PR #710, opened 2021-11-26
Remove enum_iterator

lu-zero:
It is used only in mk_enum and the macro knows already its variants so it can be manually implemented.

### DIFF
--- a/Cargo.lock
+++ b/Cargo.lock
@@ -693,26 +693,6 @@ dependencies = [
 ]
 
 [[package]]
-name = "enum-iterator"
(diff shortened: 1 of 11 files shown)


Luni-4 (changes requested):
Thanks a lot!

Please add the updated `enums/Cargo.lock` too and there should be everything!

calixteman (approved):
It removes a dependency so r+ for me, thx for doing this.

calixteman:
oh I missed Luni's comment (mid-air collision).
Please make another PR asap.

PR #712, opened 2021-11-26
Add  minimum and maximum implementation for the Nexit metric

giovannitangredi:
This PR adds minimum and maximum value for the Nexit metric, the method used is similar to min and max for cyclomatic metric, Tests were modified accordingly. 
Partly resolving Issue #410 .


src/metrics/cyclomatic.rs
```diff
@@ -32,7 +32,7 @@ impl Serialize for Stats {
     where
         S: Serializer,
     {
-        let mut st = serializer.serialize_struct("cyclomatic", 2)?;
+        let mut st = serializer.serialize_struct("cyclomatic", 4)?;
```
calixteman, line 35: Good catch

calixteman (approved):
With a green CI, r=me.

──────

▶ [Task to complete] Above are the records; from them, give again exactly the lines from the one containing "Thanks a lot!" through the one containing "src/metrics/cyclomatic.rs", both included.

▶ [Solution to this exercise]
Thanks a lot!

Please add the updated `enums/Cargo.lock` too and there should be everything!

calixteman (approved):
It removes a dependency so r+ for me, thx for doing this.

calixteman:
oh I missed Luni's comment (mid-air collision).
Please make another PR asap.

PR #712, opened 2021-11-26
Add  minimum and maximum implementation for the Nexit metric

giovannitangredi:
This PR adds minimum and maximum value for the Nexit metric, the method used is similar to min and max for cyclomatic metric, Tests were modified accordingly. 
Partly resolving Issue #410 .


src/metrics/cyclomatic.rs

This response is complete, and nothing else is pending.